General characteristics
- Class & type: Edsall-class destroyer escort
- Displacement: 1,253 tons standard; 1,590 tons full load;
- Length: 306 ft (93 m)
- Beam: 36.58 ft (11.15 m)
- Draft: 10.42 ft (3.18 m) full load
- Propulsion: 4 × FM diesel engines; 4 × diesel generators,; 6,000 shp (4,500 kW); 2 × screws;
- Speed: 21 knots (39 km/h; 24 mph)
- Range: 9,100 nmi (16,900 km; 10,500 mi) at 12 knots (22 km/h; 14 mph)
- Complement: 8 officers, 201 enlisted
- Armament: 3 × single 3 in (76 mm)/50 guns; 1 × twin 40 mm AA guns; 8 × single 20 mm AA guns; 1 × triple 21 in (533 mm) torpedo tubes; 8 × depth charge projectors; 1 × depth charge projector (hedgehog); 2 × depth charge tracks;

= USS Forster =

1943 Edsall-class destroyer escort

USS Forster (DE-334) was an Edsall-class destroyer escort built for the U.S. Navy during World War II.

==Namesake==
Edward William Forster was born 8 October 1884 in Jersey City, New Jersey. He enlisted in the Navy on 25 August 1919, and was warranted Machinist on 25 June 1942. On 17 August 1940, he joined and was killed when it was sunk in the Battle of Savo Island, 9 August 1942.

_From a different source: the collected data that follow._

PR #160, opened 2017-01-16
Mocking support for zhmcclient, stage 2: Faked Session (partially).

andy-maier:
This is stage 2 of the mocking support according to the design described in PR #144. 

Stage 1 is provided in PR #159.

The stages have been split for easier reviewing. However, the stages should be merged together once both have been approved.

At this point, the implementation of stage 2 of the mock support does not yet cover all operations supported by the zhmcclient. Missing are:

* For DPM mode:
```
    POST     /api/partitions/([^/]+)/operations/scsi-dump
    POST     /api/partitions/([^/]+)/operations/psw-restart
    POST     /api/partitions/([^/]+)/operations/mount-iso-image
    POST     /api/partitions/([^/]+)/operations/unmount-iso-image
    POST     /api/partitions/([^/]+)/hbas/([^/]+)/operations/reassign-
                  storage-adapter-port
    POST     /api/virtual-switches/([^/]+)/operations/get-connected-vnics
```
* For classic mode:
```
    POST     /api/cpcs/([^/]+)/operations/import-profiles
    POST     /api/cpcs/([^/]+)/operations/export-profiles
```

### DIFF
--- a/zhmcclient_mock/_hmc.py
+++ b/zhmcclient_mock/_hmc.py
@@ -1,0 +1,1014 @@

==Construction and commissioning==
She was launched on 13 November 1943 by Consolidated Steel Corporation, Orange, Texas, sponsored by Mrs. E. W. Forster, widow of Machinist Edward W. Forster. Forster was commissioned 25 January 1944 and served as an escort in the Atlantic and Mediterranean during World War II. She was decommissioned and placed in reserve at Green Cove Springs, Florida on 15 June 1946.

==Coast Guard service==
She was turned over to the United States Coast Guard on 20 June 1951. Forster (given the Coast Guard hull number WDE-434) served on ocean station duty out of Honolulu. This included duty on Ocean Stations VICTOR, QUEEN, and SUGAR and voyages to Japan. She also conducted search and rescue duties, including finding and assisting the following vessels in distress: the M/V Katori Maru on 17 August 1952, assisting the M/V Chuk Maru on 29 August 1953, the M/V Tongshui on 1 – 3 October 1953, and the M/V Steel Fabricator on 26 October 1953. She was returned to the Navy on 25 May 1954.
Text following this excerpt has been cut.